Question écrite n° 07280 de M. Jean Louis Masson (Moselle - NI)

publiée dans le JO Sénat du 04/07/2013 - page 1976

Rappelle la question 05903

M. Jean Louis Masson rappelle à M. le ministre de l'économie et des finances les termes de sa question n°05903 posée le 18/04/2013 sous le titre : " Fiscalité des véhicules dotés de moteurs diesel ", qui n'a pas obtenu de réponse à ce jour. Il s'étonne tout particulièrement de ce retard important et il souhaiterait qu'il lui indique les raisons d'une telle carence.

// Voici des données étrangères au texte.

PR #1036, opened 2024-07-23
feat(cli): add support for filtering package list by name and namespace

### LINKED ISSUE #865: CLI: Add support for listing all packages for a package name
### Is your feature request related to a problem? Please describe.
`glasskube list` shows the list of all ClusterPackages or Packages or both. It should also be possible to list all packages with a particular `.Spec.PackageInfo.Name`.

### Describe the solution you'd like
When `glasskube list` is called with an argument, only the `Package`s with that `.Spec.PackageInfo.Name` should be listed. 

#### Examples

```sh
# shows a list of all Package resources with .Spec.PackageInfo.Name == "quickwit"
glasskube list quickwit
```
```sh
# shows a list of all Package resources in namespace "foo" with .Spec.PackageInfo.Name == "quickwit"
glasskube list quickwit --namespace foo
```
```sh
# shows an error message and call ExitWithError
glasskube list quickwit --kind clusterpackage
```

#### More details
- This operational mode is defined by `len(args) > 0`
- This mode implies that only namespace-scoped `Package`s should be shown, no `ClusterPackage`s (like `--kind package`). 
- In this mode, using the `--kind` flag is an error

yeahservice:
Closes #865

## 📑 Description
Adds the optional argument `<packageName>` and optional flag `--namespace`to the `list` cmd.

```
# shows a list of all Package resources with .Spec.PackageInfo.Name == "quickwit"
glasskube list quickwit
```
```
# shows a list of all Package resources in namespace "foo" with .Spec.PackageInfo.Name == "quickwit"
glasskube list quickwit --namespace foo
```
```
# shows an error message and calls ExitWithError
glasskube list --kind clusterpackage --namespace default
```
```
# shows an error message and calls ExitWithError
glasskube list quickwit --kind clusterpackage
```

## ✅ Checks

## ℹ Additional Information
* The empty list error handling has been replaced with just one single message `No <resource> found.` for every case. Due to the different options to combine flags, sometimes multiple error messages are valid. It is hard to decide which one takes precedence. A simple single error message is less confusing instead.
* Introducing tests for list command. There is some complexity on how the flags interact with each other. Introducing new flags needs changes on retrieval logic and output logic. Some of these locations can be easily overlooked when not tested. Nevertheless, this requires some refactoring to make commands testable with injection of dependencies. So these changes need to be discussed first and are therefore not yet fully implemented.
  * Commands are created with a constructor, isolating them for testing and injecting necessary mock dependencies
    * e.g. fake k8s client (not yet fully implemented)
  * Commands need to return errors instead of exiting directly. Exiting logic could be handled in main calling the root command.

I would request some feedback if tests and changes like this are desired. Since the refactoring takes some effort.

### DIFF
--- a/cmd/glasskube/cmd/list.go
+++ b/cmd/glasskube/cmd/list.go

Transmise au Ministère des finances et des comptes publics



Réponse du Ministère des finances et des comptes publics

publiée dans le JO Sénat du 22/01/2015 - page 156

Comme suite à la conférence environnementale de 2012, le Gouvernement a mis en place en 2013 le comité de fiscalité environnementale (CFE), présidé jusqu'à la fin de 2014 par le professeur Christian de Perthuis, chargé de formuler un avis sur les mesures fiscales écologiques proposées par le Gouvernement et de faire des propositions en la matière. L'objectif était notamment de financer une partie du crédit d'impôt pour la compétitivité et l'emploi (CICE) par une augmentation de la fiscalité environnementale à hauteur de 3 Mds€. Dans ce cadre, la loi de finances pour 2014 (article 32) a prévu une refonte importante des tarifs des accises sur les produits énergétiques en fonction du contenu CO2 de chaque produit. Les tarifs vont ainsi augmenter progressivement d'ici 2016 sur la base du volume de CO2 contenu dans chaque produit. Le tarif de la tonne de CO2 est fixé à 7 € en 2014, 14,50 € en 2015 et 22 € en 2016. En outre, l'article 36 de la loi n° 2014-1654 du 29 décembre 2014 de finances pour 2015 a prévu une hausse de la TICPE applicable au gazole de 2 centimes par hectolitre. La fiscalité du gazole augmentera ainsi de près de 9 % en 2015 et de 4 % en 2016, tandis que celle pesant sur les supercarburants connaîtra une hausse inférieure à 3 % par an sur la même période. Ces dispositions restent d'une ampleur modeste qui n'est pas de nature à pénaliser fortement le pouvoir d'achat des ménages.